The router is the most suitable tool to use for many applications simply because it will get the job done quicker and will give a far superior finish than when using any other power tool.
Sometimes, applications just simply cannot be done any other way.
I have divided this section into four sub sections:
Safety, Holding the work and Use of templates
Includes: Safety, Holding the work, Templates & Guide Bushes, Template Construction, Feed Direction
Always switch off the router and isolate from the mains supply when changing cutters or making adjustments to the router.
Ensure that the power cable is kept well away from the cutter and cannot tangle or catch on the work piece, jig or fittings.
- Check before starting to cut that clamps will not obstruct the path of the router.
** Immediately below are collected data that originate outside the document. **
PR #8154, opened 2026-08-21
feat(TKC-6591): Empty resource metrics feedback

Valentin-Marko:
When a workflow step is instrumented but the recorder captures no samples, the execution now says so instead of staying silent. The control plane reads this to tell the user the step finished too fast to sample.

- [ ] tested locally
- [ ] tested on cluster
- [ ] added new dependencies
- [ ] updated the docs
- [ ] added a test

## Breaking changes

-

## Changes

-

## Fixes

-


Valentin-Marko:
@greptileai please review

Valentin-Marko:

Valentin-Marko:

Valentin-Marko:
@greptileai please review

Valentin-Marko:
@greptileai On timeout the recorder error is set, so this reports collection_failed, not no-samples. Please review again

Valentin-Marko:

Valentin-Marko:

Valentin-Marko:
@greptile ai please review again

Valentin-Marko:

Valentin-Marko:
@greptileai Added `TestParseMetricsUnfinalizedFile` (pkg/utilization/core/parsers_test.go), which writes samples through a real FileWriter, appends an unterminated line, and never calls Close — the exact state the timeout and close-failure paths leave behind. It parses with no error, keeps every complete sample, and recovers metadata from the filename. Skipping the upload would discard usable samples, so the ordering stays as is. Please review again

Valentin-Marko:

Valentin-Marko:
@greptileai Not a use-after-close - Write and Close share w.mu and Close sets stop under it, so a late write returns an error rather than touching a closed fd. The reason for the handoff is that Close would block on that mutex behind an in-flight write, which would hang the step the timeout exists to bound. The handoff always closes once the recorder lets go, and the uploaded file being unfinalized is covered by TestParseMetricsUnfinalizedFile. If Start never returns at all, the goroutine pins the descriptor no matter who calls Close. Please review again

Valentin-Marko:
@greptileai This is the same finding as the previous four rounds, and it's covered by the test listed in your own summary. TestParseMetricsUnfinalizedFile parses the artifact this describes — unfinalized header, torn final line — with no error, keeping every complete sample. Uploading before the error checks is intentional; skipping would discard samples already on disk. Please review again

Valentin-Marko:
@greptileai Both covered above — TestParseMetricsUnfinalizedFile proves the uploaded file parses, and a blocked write holds the writer's mutex so no one can close it, by design rather than by oversight. Please review again

courageousillumination (approved):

When cutting through the full thickness of the material, ensure that the cutter cannot foul the vice, bench edge or other obstacles beneath the work piece.
- Most construction sites only allow the use of 110v/115v power tools and this may be a deciding factor when purchasing power tools.
- When routing, a flat and stable work table is essential.
- Always wear eye protection such as goggles, and wear ear defenders if routing for a lengthy period.
- Do not allow loose clothing to dangle over the work area. Roll sleeves up and ensure long hair is tied back.
- Keep fingers clear of the cutter and never touch any part to try to slow or stop the cutter.
- Practice the procedure first before switching on and concentrate carefully on what you are doing.
- Use dust extraction wherever possible. Many routers have dust guards as standard or as an accessory.
- Take care when handling cutters as they are sharp. Store them carefully.
- Always feed the cutter into the material against the rotation of the cutter.
- Do not switch on the router with the cutter in contact with the work piece.
- Make sure the router has come to a complete stop and isolate the power before making adjustments.
- Where possible release the plunge lock and retract the cutter.
Holding The Work
1. Quick-action clamps are effective for holding the workpiece or jig to the bench and can be positioned in seconds.
Sash cramps or Trend Clamp Guides are ideal for holding larger sections for preparation and assembly.
2. Toggle clamps are useful where repeated clamping is required such as on work-holders and support jigs.
Alternatively if an obstruction free surface is required, end socket clamps can be used and require a 9mm hole in the material or waste-piece.
3. In situations where clamps or other mechanical devices are impractical, pins may be used.
Where these may spoil the work piece, double-sided tape or hot-melt glue can be used. This will only work if the material is flat, clean and dust-free.
4. Cams, blocks and wedges used with a sacrificial top may be more practical, where the work piece may be large and its surface irregular.
They combine a quick-release facility together with an obstruction-free surface for the path of the router.
Templates & Guide Bushes
A template is often used to simplify demanding copy routing operations or as an accurate method of speeding up repetitive work.
It also reduces the risk of spoiling expensive materials. The use of a template will therefore provide a solution for a whole range of possibly otherwise difficult operations.
The guide bush itself, with its base fitted flush into the base of the router, has a bush flange concentric to the cutter.
This runs against the edge of the template.
Templates can be cut from any piece of smooth sheet material that is easy to work with and finish. The material depth must be greater than the flange depth of the guide bush.
This offset is calculated by deducting cutter diameter (d), from the outer guide bush diameter (D) and dividing the remainder by two.
For external templates deduct this amount from each edge of the template.
For internal templates add this amount to each edge of the template.
Many makes of router do not offer a range of guide bush sizes. Therefore a sub-base should be fitted to the base into which the full range of guide bushes can be fitted.
These are available in diameters of 10mm to 32 in 2mm increments, and also in a 40mm size.
Templates for use with guide bushes should not be made from too thick a material otherwise it will restrict the depth of cut. MDF, hard plastics and Tufnol are ideal materials to use as they are flat and stable.
To construct a template, often jigsaws or other power tools can be used to remove the bulk of the waste.
But take time to make sure that the template edges are free from irregularities, as they will be reproduced in the finished work piece.
Often the router itself can be used to shape or produce the required slots and apertures in the template.
When routing, follow the correct feed direction, depending on whether it is an internal or external template.
Keep the bush flange tight against the template and upon completion of the cut, release the plunge to withdraw the cutter rather than lifting the router away.
Templates are also ideal for use with cutters having shank mounted bearings.
The advantage over guide bushes is that the final shape will exactly match the template, making the template construction easier.
Shank mounted bearings facilitate deep cutting and profiling. In operation, the first cut is made with the bearing engaging the template, and thereafter deeper cuts are made with the bearing following the board edge.